- _EXERCISE OBJECTIVE_
Would you please repeat exactly the lines from the one containing "zero. We anticipate" to the end of the records, both included, and leave out the rest?

(MATERIAL FOR THE TASK)

PR #3726, opened 2024-05-13
[FTheoryTools] Allow tuning sections to zero

HereAround:
@emikelsons and I uncovered that one cannot currently tune sections to zero. This PR should fix this.

Important: I am *not* removing such a trivial section from the model, nor do I purge it from the parametrization of the defining sections (f,g for Weierstrass and ai for Tate) or the parametrization of Weierstrass/Tate/hypersurface equation. As of right now, I believe this to be a feature rather than a bug: You can recover the original model by setting that trivial section to a non-trivial value. If you disagree and want trivial sections purged, then this can of course be adjusted.

cc @apturner @emikelsons

### DIFF
--- a/experimental/FTheoryTools/src/HypersurfaceModels/methods.jl
+++ b/experimental/FTheoryTools/src/HypersurfaceModels/methods.jl
@@ -30,6 +30,11 @@ end
     function tune(h::HypersurfaceModel, input_sections::Dict{String, <:Any}; completeness_check::Bool = true)
 
 Tune a hypersurface model by fixing a special choice for the model sections.
+Note that it is in particular possible to set a section to zero. We anticipate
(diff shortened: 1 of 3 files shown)


HereAround:
~~On 2nd thought, I think it will be better if we remove all trivial sections. Will adjust this PR accordingly later.~~

On 3rd thought - no. Best to keep them and make sure we can reinstate trivial sections. Although, we might at some point want a function `strip_trivial_sections` or alike... But let us cross that bridge once we get to it.

HereAround:
@apturner and @emikelsons , I believe this PR is ready for review.

apturner (approved):
Thanks @HereAround, this looks good. I agree with keeping the sections around even when they have been set to zero.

(End MATERIAL FOR THE TASK)

- _TASK OUTPUT_
+Note that it is in particular possible to set a section to zero. We anticipate
(diff shortened: 1 of 3 files shown)


HereAround:
~~On 2nd thought, I think it will be better if we remove all trivial sections. Will adjust this PR accordingly later.~~

On 3rd thought - no. Best to keep them and make sure we can reinstate trivial sections. Although, we might at some point want a function `strip_trivial_sections` or alike... But let us cross that bridge once we get to it.

HereAround:
@apturner and @emikelsons , I believe this PR is ready for review.

apturner (approved):
Thanks @HereAround, this looks good. I agree with keeping the sections around even when they have been set to zero.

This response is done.